• **WHAT IS BEING ASKED**
Show each line of the records in which the word "https" occurs.

(Items from a data source)
****************
Issue #2453, opened 2022-10-27
IntuneAppProtectionPolicyAndroid/iOS - Errors when pushing test policies


MichealKennard:
#### Details of the scenario you tried and the problem that is occurring
Performing testing of Microsoft365DSC, able to export components referenced in subject, compile and create .mof file without much issue. However, when pushing the configuration most of the push seems to run fine until the end which generates several errors. The end result is neither policy is being configured. Given my relatively new experience level, may be simple issue but wanted to post for support.

#### Verbose logs showing the problem
![image](https://user-images.githubusercontent.com/116776712/198177377-0ca76d24-ee05-44fa-b717-985ba301bd7e.png)
VERBOSE: [...-6143KL3]:                            [[IntuneAppProtectionPolicyiOS]da4bdc60-9c8a-4e86-8a35-fd48eaa9fb6d] POST https://graph.microsoft.com/beta/deviceAppManagement/managedAppPolicies
HTTP/1.1 400 Bad Request
Transfer-Encoding: chunked
Vary: Accept-Encoding
Strict-Transport-Security: max-age=31536000
request-id: d6af9341-8c33-4c8e-b37b-0bc45766feee
client-request-id: d6af9341-8c33-4c8e-b37b-0bc45766feee
x-ms-ags-diagnostic: {"ServerInfo":{"DataCenter":"South Central US","Slice":"E","Ring":"5","ScaleUnit":"000","RoleInstance":"SN1PEPF000051D0"}}
Date: Thu, 27 Oct 2022 02:15:38 GMT
Content-Encoding: gzip
Content-Type: application/json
****************
• **WRITTEN SOLUTION**
![image](https://user-images.githubusercontent.com/116776712/198177377-0ca76d24-ee05-44fa-b717-985ba301bd7e.png)
VERBOSE: [...-6143KL3]:                            [[IntuneAppProtectionPolicyiOS]da4bdc60-9c8a-4e86-8a35-fd48eaa9fb6d] POST https://graph.microsoft.com/beta/deviceAppManagement/managedAppPolicies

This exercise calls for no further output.